From the records below, set down exactly the lines starting with the line that contains "wonderslug: Changed the structure" and going on through the line that contains "oleewere: but is". Nothing else is wanted.

··· Excerpted records ···

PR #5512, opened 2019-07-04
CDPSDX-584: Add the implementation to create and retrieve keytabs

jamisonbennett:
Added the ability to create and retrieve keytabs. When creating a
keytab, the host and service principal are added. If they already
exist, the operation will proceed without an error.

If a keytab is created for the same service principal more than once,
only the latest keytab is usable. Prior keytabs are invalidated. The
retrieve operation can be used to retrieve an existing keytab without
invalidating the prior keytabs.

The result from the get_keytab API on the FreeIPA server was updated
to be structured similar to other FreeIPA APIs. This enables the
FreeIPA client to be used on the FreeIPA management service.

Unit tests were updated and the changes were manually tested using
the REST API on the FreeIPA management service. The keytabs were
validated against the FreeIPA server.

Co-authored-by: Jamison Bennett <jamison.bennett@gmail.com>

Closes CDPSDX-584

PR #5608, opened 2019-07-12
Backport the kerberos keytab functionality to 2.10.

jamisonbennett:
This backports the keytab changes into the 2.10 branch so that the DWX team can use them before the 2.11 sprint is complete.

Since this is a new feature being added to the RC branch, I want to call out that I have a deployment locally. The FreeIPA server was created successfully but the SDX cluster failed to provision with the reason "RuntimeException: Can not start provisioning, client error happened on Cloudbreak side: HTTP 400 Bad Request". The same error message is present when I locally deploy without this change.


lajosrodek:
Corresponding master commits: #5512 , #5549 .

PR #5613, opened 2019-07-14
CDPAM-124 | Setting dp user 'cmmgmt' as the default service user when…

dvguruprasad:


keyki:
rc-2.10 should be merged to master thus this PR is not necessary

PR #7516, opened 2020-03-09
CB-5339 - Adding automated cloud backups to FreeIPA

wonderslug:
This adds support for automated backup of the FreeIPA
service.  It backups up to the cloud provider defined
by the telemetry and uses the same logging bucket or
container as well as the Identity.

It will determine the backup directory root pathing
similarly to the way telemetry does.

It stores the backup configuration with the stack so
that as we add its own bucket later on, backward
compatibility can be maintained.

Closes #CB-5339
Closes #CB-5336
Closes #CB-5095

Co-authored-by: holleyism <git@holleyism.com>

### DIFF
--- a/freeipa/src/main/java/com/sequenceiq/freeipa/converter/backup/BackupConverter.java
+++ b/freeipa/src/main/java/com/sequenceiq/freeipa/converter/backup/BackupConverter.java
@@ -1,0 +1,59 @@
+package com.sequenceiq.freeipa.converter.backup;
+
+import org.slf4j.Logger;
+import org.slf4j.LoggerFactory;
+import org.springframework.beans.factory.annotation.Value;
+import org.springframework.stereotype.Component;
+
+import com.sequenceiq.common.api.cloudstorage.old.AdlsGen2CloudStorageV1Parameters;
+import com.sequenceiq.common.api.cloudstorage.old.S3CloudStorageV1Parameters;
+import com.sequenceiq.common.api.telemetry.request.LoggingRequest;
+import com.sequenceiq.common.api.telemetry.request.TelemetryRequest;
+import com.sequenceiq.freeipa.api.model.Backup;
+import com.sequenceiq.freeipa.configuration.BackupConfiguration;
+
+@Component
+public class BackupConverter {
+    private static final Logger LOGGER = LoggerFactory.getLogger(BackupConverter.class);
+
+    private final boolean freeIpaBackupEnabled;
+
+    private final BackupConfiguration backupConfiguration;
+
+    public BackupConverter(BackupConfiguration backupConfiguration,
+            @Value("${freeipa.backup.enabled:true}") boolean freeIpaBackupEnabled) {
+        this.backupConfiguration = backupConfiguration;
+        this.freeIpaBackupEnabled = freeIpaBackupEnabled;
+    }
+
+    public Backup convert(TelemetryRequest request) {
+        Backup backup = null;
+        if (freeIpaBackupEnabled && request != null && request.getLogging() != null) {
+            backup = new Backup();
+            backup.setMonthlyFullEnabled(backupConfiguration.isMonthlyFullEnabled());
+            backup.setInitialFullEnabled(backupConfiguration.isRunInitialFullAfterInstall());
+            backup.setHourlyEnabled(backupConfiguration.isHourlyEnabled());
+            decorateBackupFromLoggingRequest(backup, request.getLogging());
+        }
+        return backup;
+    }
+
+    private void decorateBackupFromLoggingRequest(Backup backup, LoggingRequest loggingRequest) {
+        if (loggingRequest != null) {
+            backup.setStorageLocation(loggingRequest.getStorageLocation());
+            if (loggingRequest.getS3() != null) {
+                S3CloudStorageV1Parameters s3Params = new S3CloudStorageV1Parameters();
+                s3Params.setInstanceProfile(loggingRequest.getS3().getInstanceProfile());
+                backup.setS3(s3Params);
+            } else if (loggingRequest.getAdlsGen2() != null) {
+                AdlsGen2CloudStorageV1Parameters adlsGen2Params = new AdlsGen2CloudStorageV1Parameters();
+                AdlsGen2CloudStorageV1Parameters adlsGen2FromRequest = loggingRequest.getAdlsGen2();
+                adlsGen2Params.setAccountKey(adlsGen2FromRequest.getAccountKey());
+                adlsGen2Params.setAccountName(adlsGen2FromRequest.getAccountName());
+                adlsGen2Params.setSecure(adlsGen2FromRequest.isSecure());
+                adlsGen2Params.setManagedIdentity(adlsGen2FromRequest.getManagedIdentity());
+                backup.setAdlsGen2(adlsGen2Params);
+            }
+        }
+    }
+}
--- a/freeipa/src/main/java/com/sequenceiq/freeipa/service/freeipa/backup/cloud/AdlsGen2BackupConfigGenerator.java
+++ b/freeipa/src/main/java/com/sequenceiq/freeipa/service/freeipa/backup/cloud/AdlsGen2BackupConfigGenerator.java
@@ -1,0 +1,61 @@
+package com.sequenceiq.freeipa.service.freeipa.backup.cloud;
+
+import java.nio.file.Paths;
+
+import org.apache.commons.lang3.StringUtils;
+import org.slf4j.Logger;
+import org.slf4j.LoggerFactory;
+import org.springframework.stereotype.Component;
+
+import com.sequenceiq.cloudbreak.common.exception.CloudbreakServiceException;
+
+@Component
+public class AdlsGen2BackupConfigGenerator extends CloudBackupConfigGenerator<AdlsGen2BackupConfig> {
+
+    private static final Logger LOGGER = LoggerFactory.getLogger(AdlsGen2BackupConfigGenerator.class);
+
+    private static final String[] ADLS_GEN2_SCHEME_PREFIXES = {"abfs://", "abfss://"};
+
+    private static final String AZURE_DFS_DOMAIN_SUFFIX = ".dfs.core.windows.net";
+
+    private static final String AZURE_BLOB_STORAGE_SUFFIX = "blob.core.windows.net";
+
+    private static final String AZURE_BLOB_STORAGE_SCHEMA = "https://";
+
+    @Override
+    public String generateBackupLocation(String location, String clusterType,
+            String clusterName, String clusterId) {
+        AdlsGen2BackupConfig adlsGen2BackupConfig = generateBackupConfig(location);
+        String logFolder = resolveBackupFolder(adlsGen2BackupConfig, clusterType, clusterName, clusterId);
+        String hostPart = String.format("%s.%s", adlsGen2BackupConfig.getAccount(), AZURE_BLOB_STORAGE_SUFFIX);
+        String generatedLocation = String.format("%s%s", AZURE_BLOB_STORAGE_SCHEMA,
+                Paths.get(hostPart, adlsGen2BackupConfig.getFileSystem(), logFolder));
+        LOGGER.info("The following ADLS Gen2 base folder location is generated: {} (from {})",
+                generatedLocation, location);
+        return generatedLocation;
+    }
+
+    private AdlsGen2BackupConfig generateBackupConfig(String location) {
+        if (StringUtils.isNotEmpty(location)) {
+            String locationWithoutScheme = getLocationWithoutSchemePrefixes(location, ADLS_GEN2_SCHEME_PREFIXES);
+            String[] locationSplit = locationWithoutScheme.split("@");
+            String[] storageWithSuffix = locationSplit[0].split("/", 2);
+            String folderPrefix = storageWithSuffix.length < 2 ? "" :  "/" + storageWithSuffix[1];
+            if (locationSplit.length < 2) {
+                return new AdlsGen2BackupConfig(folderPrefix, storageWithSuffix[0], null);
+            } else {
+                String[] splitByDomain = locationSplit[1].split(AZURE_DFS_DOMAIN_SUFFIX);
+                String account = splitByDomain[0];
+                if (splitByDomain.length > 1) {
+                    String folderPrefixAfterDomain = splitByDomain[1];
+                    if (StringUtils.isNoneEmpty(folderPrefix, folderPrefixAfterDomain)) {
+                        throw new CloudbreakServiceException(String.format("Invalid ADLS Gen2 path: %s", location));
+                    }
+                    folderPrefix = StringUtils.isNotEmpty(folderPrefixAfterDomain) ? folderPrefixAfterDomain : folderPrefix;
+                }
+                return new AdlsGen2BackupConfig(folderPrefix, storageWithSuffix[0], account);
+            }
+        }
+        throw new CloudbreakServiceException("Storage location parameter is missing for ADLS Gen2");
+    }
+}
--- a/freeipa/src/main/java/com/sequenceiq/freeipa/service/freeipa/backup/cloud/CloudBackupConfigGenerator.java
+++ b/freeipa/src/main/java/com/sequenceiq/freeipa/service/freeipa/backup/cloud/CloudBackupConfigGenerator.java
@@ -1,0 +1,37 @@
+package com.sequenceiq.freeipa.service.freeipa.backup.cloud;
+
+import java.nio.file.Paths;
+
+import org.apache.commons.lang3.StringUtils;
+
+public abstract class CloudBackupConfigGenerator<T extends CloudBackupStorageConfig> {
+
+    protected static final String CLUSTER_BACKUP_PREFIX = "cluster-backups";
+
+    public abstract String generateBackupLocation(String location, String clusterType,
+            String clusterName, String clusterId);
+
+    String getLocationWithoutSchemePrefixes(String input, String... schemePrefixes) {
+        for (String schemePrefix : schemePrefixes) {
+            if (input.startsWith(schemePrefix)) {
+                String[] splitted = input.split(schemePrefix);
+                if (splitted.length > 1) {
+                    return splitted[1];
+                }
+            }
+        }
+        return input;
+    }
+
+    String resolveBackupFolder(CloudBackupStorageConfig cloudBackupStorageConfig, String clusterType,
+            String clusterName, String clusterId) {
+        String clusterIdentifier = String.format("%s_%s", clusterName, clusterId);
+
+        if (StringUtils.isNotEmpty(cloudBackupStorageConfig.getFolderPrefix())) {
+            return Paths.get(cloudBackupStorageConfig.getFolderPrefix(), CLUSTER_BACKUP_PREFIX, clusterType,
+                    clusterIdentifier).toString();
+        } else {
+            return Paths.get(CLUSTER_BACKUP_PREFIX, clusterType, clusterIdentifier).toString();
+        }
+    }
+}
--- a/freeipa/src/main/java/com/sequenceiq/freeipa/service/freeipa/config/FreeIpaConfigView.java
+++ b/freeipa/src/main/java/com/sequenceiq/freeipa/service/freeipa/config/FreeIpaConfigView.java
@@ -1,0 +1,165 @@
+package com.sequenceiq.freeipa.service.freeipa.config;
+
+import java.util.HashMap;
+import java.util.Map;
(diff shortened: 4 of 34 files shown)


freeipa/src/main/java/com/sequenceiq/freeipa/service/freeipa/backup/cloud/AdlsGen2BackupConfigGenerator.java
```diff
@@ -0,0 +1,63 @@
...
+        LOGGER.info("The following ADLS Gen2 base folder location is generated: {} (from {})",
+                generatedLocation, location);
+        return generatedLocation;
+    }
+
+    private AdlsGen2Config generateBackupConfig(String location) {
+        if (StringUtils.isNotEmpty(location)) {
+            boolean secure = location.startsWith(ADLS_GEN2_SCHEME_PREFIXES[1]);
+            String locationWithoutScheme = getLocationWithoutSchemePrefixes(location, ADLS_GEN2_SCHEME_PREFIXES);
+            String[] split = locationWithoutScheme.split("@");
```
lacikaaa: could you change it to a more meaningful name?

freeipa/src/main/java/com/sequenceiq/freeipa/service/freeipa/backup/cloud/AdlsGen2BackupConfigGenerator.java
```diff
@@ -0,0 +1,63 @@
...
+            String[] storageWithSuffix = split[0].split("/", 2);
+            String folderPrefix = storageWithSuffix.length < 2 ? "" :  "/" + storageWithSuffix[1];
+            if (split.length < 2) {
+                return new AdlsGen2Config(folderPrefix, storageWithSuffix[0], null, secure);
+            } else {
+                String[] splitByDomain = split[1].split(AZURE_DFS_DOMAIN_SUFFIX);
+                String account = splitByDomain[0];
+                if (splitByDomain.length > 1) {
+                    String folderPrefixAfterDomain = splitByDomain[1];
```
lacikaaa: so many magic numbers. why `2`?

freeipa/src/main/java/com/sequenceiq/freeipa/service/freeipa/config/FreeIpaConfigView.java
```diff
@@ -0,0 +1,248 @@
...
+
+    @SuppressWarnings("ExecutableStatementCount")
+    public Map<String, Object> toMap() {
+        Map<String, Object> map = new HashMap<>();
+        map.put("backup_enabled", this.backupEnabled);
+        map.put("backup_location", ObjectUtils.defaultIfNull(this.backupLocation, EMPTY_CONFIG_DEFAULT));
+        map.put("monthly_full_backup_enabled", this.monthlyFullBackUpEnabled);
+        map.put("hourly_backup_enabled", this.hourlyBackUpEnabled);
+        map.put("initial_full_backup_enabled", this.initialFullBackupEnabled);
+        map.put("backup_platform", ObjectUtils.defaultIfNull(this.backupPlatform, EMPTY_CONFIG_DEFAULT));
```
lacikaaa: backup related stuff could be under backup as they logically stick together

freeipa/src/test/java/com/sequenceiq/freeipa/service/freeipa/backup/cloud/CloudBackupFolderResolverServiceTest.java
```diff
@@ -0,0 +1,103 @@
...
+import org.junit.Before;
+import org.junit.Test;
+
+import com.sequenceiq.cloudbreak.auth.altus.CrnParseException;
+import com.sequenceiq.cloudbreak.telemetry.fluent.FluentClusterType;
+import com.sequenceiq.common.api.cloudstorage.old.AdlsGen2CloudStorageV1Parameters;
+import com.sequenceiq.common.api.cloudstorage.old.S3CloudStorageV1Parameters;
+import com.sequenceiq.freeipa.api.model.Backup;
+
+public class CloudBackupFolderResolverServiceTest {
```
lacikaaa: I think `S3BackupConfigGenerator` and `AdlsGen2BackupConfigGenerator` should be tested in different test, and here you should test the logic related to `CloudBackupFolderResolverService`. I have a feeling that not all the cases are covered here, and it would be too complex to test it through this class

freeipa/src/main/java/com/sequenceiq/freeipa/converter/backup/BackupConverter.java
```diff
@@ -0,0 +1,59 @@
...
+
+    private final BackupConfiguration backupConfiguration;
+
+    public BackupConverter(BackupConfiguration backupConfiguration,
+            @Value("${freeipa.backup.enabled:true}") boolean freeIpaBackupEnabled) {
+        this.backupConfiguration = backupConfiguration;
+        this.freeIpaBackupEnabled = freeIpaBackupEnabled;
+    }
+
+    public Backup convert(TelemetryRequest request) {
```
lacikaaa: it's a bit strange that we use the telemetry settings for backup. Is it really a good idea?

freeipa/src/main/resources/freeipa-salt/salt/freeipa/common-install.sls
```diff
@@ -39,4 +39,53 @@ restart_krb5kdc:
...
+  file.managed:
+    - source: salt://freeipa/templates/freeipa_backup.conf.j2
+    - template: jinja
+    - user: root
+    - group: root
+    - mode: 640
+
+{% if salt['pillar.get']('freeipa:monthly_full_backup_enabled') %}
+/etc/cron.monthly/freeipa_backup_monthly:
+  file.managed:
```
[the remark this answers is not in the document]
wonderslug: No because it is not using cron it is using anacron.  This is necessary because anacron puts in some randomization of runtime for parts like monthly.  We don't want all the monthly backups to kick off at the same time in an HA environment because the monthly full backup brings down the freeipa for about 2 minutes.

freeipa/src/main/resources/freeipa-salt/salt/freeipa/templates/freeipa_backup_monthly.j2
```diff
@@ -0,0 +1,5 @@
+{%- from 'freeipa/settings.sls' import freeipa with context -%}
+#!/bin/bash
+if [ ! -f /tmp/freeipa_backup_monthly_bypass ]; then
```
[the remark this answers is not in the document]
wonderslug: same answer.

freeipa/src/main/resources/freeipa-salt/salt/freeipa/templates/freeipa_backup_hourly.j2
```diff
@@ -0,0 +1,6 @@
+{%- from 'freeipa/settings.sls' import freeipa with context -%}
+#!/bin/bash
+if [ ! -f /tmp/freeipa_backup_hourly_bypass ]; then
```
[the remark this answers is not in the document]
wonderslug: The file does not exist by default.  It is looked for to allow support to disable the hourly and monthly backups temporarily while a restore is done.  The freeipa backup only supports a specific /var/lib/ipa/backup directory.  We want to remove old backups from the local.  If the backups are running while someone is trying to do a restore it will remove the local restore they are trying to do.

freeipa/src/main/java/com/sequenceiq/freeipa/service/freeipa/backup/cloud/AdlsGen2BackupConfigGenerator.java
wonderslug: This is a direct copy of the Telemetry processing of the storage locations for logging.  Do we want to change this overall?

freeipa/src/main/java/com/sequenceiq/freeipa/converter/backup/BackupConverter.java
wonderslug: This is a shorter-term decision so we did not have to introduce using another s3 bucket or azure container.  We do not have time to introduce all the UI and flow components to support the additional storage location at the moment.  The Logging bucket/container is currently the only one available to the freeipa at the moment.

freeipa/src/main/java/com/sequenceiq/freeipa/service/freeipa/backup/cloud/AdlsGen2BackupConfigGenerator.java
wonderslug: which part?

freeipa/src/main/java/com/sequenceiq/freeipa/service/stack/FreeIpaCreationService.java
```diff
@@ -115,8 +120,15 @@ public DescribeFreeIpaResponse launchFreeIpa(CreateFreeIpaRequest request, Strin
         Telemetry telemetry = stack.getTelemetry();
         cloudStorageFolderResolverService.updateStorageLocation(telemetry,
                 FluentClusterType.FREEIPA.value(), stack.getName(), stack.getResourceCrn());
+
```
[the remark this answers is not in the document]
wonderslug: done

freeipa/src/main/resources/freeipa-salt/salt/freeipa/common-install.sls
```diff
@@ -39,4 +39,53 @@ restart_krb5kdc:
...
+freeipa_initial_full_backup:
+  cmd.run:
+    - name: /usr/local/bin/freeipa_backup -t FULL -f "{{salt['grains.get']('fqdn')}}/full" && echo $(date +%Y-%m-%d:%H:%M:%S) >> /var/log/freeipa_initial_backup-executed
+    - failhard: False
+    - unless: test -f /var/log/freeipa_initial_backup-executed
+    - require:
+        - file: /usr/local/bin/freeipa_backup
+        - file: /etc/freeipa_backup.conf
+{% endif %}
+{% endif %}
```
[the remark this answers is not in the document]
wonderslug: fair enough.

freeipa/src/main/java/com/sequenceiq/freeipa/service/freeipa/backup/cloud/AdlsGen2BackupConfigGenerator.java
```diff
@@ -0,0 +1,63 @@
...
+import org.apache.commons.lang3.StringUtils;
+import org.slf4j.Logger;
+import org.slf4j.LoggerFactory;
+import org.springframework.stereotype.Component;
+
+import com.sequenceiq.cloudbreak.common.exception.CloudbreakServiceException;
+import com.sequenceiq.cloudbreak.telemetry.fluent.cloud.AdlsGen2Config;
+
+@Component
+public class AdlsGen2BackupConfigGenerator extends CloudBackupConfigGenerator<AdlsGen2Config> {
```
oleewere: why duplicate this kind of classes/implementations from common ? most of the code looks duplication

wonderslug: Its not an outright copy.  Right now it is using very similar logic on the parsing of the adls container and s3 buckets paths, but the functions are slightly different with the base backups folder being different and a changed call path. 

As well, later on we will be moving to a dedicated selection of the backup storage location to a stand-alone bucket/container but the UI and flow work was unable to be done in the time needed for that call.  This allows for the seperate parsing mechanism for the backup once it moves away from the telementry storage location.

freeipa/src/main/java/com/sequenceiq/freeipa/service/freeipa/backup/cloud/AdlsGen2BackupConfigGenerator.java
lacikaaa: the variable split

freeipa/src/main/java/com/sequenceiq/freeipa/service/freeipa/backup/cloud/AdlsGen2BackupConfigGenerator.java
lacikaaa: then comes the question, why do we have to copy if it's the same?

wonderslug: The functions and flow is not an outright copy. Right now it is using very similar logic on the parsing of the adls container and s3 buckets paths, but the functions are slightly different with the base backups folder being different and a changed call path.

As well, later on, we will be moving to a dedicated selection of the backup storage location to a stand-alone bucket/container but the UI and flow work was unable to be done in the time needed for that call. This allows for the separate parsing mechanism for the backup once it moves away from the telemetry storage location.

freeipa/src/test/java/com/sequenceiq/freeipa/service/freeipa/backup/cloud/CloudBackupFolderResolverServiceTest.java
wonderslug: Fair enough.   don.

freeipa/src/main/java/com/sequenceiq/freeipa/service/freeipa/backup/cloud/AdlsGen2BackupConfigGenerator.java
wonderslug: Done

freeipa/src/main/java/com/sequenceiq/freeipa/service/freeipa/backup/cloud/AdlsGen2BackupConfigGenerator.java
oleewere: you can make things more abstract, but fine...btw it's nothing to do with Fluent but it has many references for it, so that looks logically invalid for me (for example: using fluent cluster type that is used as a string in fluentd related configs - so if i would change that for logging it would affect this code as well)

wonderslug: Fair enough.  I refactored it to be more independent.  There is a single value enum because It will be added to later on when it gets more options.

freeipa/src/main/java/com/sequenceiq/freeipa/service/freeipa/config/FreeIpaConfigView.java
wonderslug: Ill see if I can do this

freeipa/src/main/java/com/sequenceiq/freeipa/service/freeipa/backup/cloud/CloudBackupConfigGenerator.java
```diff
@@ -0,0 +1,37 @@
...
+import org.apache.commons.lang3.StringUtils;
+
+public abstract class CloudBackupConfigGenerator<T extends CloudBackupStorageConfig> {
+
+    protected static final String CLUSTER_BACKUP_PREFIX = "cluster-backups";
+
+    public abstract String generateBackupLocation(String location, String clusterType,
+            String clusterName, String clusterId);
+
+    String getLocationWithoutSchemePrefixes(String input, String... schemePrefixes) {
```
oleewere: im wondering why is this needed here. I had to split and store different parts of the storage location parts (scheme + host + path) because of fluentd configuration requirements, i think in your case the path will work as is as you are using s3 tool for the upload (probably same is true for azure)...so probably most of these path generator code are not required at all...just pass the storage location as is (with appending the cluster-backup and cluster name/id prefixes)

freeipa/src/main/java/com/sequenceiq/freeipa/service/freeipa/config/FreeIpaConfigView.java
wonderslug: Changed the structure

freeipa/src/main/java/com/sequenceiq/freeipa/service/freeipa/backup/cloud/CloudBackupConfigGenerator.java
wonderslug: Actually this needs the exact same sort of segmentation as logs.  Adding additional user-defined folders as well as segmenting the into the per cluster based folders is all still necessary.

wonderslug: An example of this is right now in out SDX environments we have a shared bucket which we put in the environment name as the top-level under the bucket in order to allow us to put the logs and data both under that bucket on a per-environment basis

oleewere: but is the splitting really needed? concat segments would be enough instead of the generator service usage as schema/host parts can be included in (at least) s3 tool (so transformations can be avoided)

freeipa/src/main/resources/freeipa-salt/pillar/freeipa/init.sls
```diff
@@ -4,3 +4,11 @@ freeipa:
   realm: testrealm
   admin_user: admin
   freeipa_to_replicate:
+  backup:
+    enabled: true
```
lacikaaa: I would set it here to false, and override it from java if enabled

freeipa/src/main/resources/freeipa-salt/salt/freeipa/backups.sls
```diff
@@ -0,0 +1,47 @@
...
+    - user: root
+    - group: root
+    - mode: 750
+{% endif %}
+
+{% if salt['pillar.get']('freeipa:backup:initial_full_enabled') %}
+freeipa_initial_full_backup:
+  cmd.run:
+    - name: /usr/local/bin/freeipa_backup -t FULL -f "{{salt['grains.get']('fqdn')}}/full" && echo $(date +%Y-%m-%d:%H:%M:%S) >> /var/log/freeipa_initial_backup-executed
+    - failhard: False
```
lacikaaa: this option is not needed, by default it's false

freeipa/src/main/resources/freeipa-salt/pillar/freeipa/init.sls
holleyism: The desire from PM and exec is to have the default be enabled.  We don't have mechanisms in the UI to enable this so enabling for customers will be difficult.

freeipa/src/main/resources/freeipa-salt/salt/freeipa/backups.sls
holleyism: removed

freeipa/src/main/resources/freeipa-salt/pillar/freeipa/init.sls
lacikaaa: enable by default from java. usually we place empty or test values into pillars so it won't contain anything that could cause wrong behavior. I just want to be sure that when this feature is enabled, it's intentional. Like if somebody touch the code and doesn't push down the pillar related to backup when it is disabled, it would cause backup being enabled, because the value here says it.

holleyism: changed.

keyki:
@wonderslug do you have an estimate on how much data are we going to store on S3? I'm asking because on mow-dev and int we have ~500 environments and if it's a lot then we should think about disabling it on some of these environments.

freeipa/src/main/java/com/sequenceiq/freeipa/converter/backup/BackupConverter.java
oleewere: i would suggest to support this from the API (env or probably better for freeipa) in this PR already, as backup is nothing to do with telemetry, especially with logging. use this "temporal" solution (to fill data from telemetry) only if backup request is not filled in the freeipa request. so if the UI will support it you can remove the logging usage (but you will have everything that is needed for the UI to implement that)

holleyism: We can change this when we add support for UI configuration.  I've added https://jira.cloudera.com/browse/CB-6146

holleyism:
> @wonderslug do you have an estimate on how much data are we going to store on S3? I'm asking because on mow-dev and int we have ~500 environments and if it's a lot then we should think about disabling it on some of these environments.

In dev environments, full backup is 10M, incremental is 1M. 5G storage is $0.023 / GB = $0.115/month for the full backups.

···

**Output of the task:**
wonderslug: Changed the structure

freeipa/src/main/java/com/sequenceiq/freeipa/service/freeipa/backup/cloud/CloudBackupConfigGenerator.java
wonderslug: Actually this needs the exact same sort of segmentation as logs.  Adding additional user-defined folders as well as segmenting the into the per cluster based folders is all still necessary.

wonderslug: An example of this is right now in out SDX environments we have a shared bucket which we put in the environment name as the top-level under the bucket in order to allow us to put the logs and data both under that bucket on a per-environment basis

oleewere: but is the splitting really needed? concat segments would be enough instead of the generator service usage as schema/host parts can be included in (at least) s3 tool (so transformations can be avoided)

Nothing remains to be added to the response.